*INFORMATION GIVEN:*
PR #4, opened 2020-10-13
Fix blocked state

dstathis:
Two minor fixes here. If we are setting blocked status, we need to make sure we return so it doesn't get changed back. Also, the status was set twice.


balbirthomas (approved):
Thanks.

justinmclark (approved):

PR #5, opened 2020-10-16
Alertmanager support

dstathis:
Implements the alertmanager interface

### DIFF
--- a/src/charm.py
+++ b/src/charm.py
@@ -17,44 +17,47 @@ logger = logging.getLogger(__name__)
 class PrometheusCharm(CharmBase):
     """A Juju Charm for Prometheus
     """
-    stored = StoredState()
+    _stored = StoredState()
 
     def __init__(self, *args):
         logger.debug('Initializing Charm')
 
         super().__init__(*args)
+
         self.stored.set_default(alertmanagers=[])
         self.stored.set_default(alertmanager_port='9093')
 
         self.framework.observe(self.on.config_changed, self._on_config_changed)
         self.framework.observe(self.on.stop, self._on_stop)
-        self.framework.observe(self.on['alerting'].relation_changed,
-                               self.on_alerting_changed)
-        self.framework.observe(self.on['alerting'].relation_departed,
-                               self.on_alerting_departed)
-        self.framework.observe(self.on['alerting'].relation_broken,
-                               self.on_alerting_broken)
+        self.framework.observe(self.on['alertmanager'].relation_changed,
+                               self._on_alertmanager_changed)
+        self.framework.observe(self.on['alertmanager'].relation_departed,
+                               self._on_alertmanager_departed)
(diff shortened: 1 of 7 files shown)


src/charm.py
```diff
@@ -257,8 +257,14 @@ def _alerting_config(self):
         if len(self.stored.alertmanagers) > 1:
             logger.warning('More than one altermanager found. Using first!')
 
-        manager = list(self.stored.alertmanagers.keys())[0]
-        alerting_config = self.stored.alertmanagers.get(manager, '')
+        targets = []
+        for manager in self.stored.alertmanagers.keys():
+            ip_addr = self.stored.alertmanagers[manager]['ip_addr']
+            port = self.stored.alertmanagers[manager]['port']
+            targets.append(f'{ip_addr}:{port}')
```
justinmclark, line 264: We shouldn't use f-strings since they aren't supported in Python 3.5 and charms need to support 3.5 as far as I'm aware.

(I know this because I did the same thing and Chipaca pointed it out to me).

justinmclark (changes requested):
Just one necessary change (see comment).

+1 otherwise

src/charm.py
dstathis: @chipaca Can you verify this? In what cases are charms running on python 3.5?

chipaca: anything based on ubuntu 16.04 or centos 7.

dstathis: @chipaca yes but given that this is a k8s charm, is juju ever going to deploy the operator pod as one of those OSes?

tests/test_charm.py
```diff
@@ -106,6 +114,7 @@ def test_grafana_is_provided_port_and_source(self):
         self.harness.add_relation_unit(rel_id, 'grafana/0')
         self.harness.update_relation_data(rel_id, 'grafana/0', {})
         data = self.harness.get_relation_data(rel_id, self.harness.model.unit.name)
+        print(f'HELLOG: {data}')
```
balbirthomas, line 117: Python 3.6 ! Checked with @jlounder ?

balbirthomas (approved):
Approving to progress this quickly. Will test locally after merge and push any fixes required.

src/charm.py
```diff
@@ -224,11 +230,13 @@ def _alerting_config(self):
             logger.debug('No alertmanagers available')
             return alerting_config
 
-        if len(self._stored.alertmanagers) > 1:
-            logger.warning('More than one altermanager found. Using first!')
+        targets = []
+        for manager in self.stored.alertmanagers:
+            port = self.stored.alertmanager_port
+            targets.append(f'{manager}:{port}')
```
balbirthomas, line 236: For Python 3.5 compatibility
```suggestion
            targets.append("{}:{}".format(manager, port))
```

justinmclark (approved):

balbirthomas (approved):

PR #8, opened 2020-10-29
Include expected logs in tests and avoid polluting test output with logs

mthaddon:
Include expected logs in tests and avoid polluting test output with logs


balbirthomas (approved):
Thank you very much. Will keep this good practice in mind for the future.

justinmclark (approved):

PR #13, opened 2020-11-13
Grafana-source relation interface name change

justinmclark:
This is a change required by Grafana.

### DIFF
--- a/metadata.yaml
+++ b/metadata.yaml
@@ -23,7 +23,7 @@ series:
     - kubernetes
 requires:
     grafana-source:
-        interface: grafana-dashsource
+        interface: grafana-datasource
     alertmanager:
         interface: alertmanager
 storage:


src/charm.py
```diff
@@ -24,8 +24,8 @@ def __init__(self, *args):
 
         super().__init__(*args)
 
-        self.stored.set_default(alertmanagers=[])
```
balbirthomas, line 27: Aren't these the same changes in https://github.com/canonical/prometheus-operator/pull/12 . If so, I think we should we just merge that pull request and make this pull request only about changing the Grafana interface name. I don't see the point of duplicating that work.

metadata.yaml
```diff
@@ -23,7 +23,7 @@ series:
     - kubernetes
 requires:
     grafana-source:
-        interface: grafana-dashsource
+        interface: grafana-datasource
```
balbirthomas, line 26: Would it be a good idea to run this through @jlounder ? If is ok with this I am.

balbirthomas (changes requested):

balbirthomas (approved):

dstathis (approved):

Issue #19, opened 2021-03-04
Can't configure custom Prometheus configuration


jonatasbaldin:
The Prometheus Charm doesn’t seem to have an easy way to configure any custom scrapping. The default configuration (`prometheus.yaml`) is hardcoded by the `_prometheus_config(self)` method and only scrapes itself.

With that, it’s not possible to configure the Prometheus Charm to scrape anything else, like other deployed Charms or Juju itself.

Is that assumption correct or am I missing something?

balbirthomas:
Hi @jonatasbaldin . At present there is a [branch](https://github.com/balbirthomas/prometheus-operator/tree/k8s-discovery) available that supports automatic discovery of scrape targets for Kubernetes clusters. The automatic discovery feature was removed after code review because the intention was to make configuration of scrape targets explicit by providing this information through relation data of any application that forms a relation with the Prometheus charm. This feature has not yet been implemented. 

Would it be sufficient if the Prometheus charm accepted a YAML scrape configuration from the client charm over application relation data ? Do you have any specific application charm in mind that you would like to relate with the Prometheus charm ?

ATTN: @jlounder would accepting YAML over relation data be an acceptable solution ?

jonatasbaldin:
I think a good solution would be to accept the whole `prometheus.yaml` file, like a config specifying the path to the file.

What do u think?

balbirthomas:
> I think a good solution would be to accept the whole `prometheus.yaml` file, like a config specifying the path to the file.

This is a bit risk isn't it ? The same Prometheus charm may be used by multiple client charms. If one client charm is allowed to overwrite the entire Prometheus config, it could interfere with Prometheus scrapping targets for other clients. This does this sound reasonable ?

balbirthomas:
> I think a good solution would be to accept the whole `prometheus.yaml` file, like a config specifying the path to the file.

Further to my point abovet. A config options that accepts a full `prometheus.yaml` can be implemented, if this will suit your use case. One limitation of this approach is that the administrator will need to provide and updated config file for every relation they add to the Prometheus charm.

jameinel:
I wouldn't make it a complete Prometheus.yaml, but being able to specify
scrape targets (which would then be merged with relation targets, etc)
would be useful.

balbirthomas:
[...]

PR #21, opened 2021-03-09
Add default RBAC for the Prometheus container

jonatasbaldin:
This PR adds a default RBAC to the Prometheus Pod, enabling it to scrape the Kubernetes API to configure the [Kubernetes Service Discovery](https://prometheus.io/docs/prometheus/latest/configuration/configuration/#kubernetes_sd_config).

I made a very simple PR to enable a default configuration, we can work on another PR to make it customizable via the `config.yaml`. What do you think?

Relates to #19.

### DIFF
--- a/src/charm.py
+++ b/src/charm.py
@@ -255,6 +255,52 @@ class PrometheusCharm(CharmBase):
 
         return yaml.dump(scrape_config)
 
+    def _prometheus_rbac(self):
+        """Construct Prometheus container RBAC
+        Based on https://github.com/prometheus-community/helm-charts/blob/97997ccc4bdd8699e74535dab24a861983a83b1e/charts/prometheus/templates/server/clusterrole.yaml
+        """
+
+        rbac_config = {
+            'roles': [{
+                'global': True,
+                'rules': [
+                    {
+                        'apiGroups': [''],
+                        'resources': [
+                            'nodes',
+                            'nodes/proxy',
+                            'nodes/metrics',
+                            'services',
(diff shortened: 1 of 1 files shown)


src/charm.py
```diff
@@ -301,7 +301,44 @@ def _build_pod_spec(self):
                         'content': self._prometheus_config()
                     }]
                 }]
-            }]
+            }],
+            'serviceAccount': {
+                'roles': [{
```
balbirthomas, line 306: It may be a good idea to have the value of `serviceAccount` generated and returned by a function. For example like Prometheus configuration is returned by `self._prometheus_config()`. What do you think ?

jonatasbaldin: Just did, what do u think?

balbirthomas: Looks good to me.

balbirthomas:
@jonatasbaldin I am closing this pull request because

1. This Prometheus charm has been migrated to a side car charm using [Pebble](https://ops.readthedocs.io/en/latest/#module-ops.pebble) and hence the service account settings for a "pod spec" are obsolete.
2. RBAC settings of this nature are only relevant if this Prometheus charm is deployed in the same model as the scrape target. This may not be good practice given Kubernetes failure modes.

It is on the development roadmap to support remote write to Prometheus through an ingress. Security related considerations will also be addressed in due course.

You efforts and feedback is greatly appreciated. If there are specific use cases that you still would like to see addressed please do not hesitate to create new Github issues for this repository.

*YOUR ASSIGNMENT:* Report each line of the data in which "have" occurs.

*EXERCISE ANSWER:*
The Prometheus Charm doesn’t seem to have an easy way to configure any custom scrapping. The default configuration (`prometheus.yaml`) is hardcoded by the `_prometheus_config(self)` method and only scrapes itself.
Would it be sufficient if the Prometheus charm accepted a YAML scrape configuration from the client charm over application relation data ? Do you have any specific application charm in mind that you would like to relate with the Prometheus charm ?
balbirthomas, line 306: It may be a good idea to have the value of `serviceAccount` generated and returned by a function. For example like Prometheus configuration is returned by `self._prometheus_config()`. What do you think ?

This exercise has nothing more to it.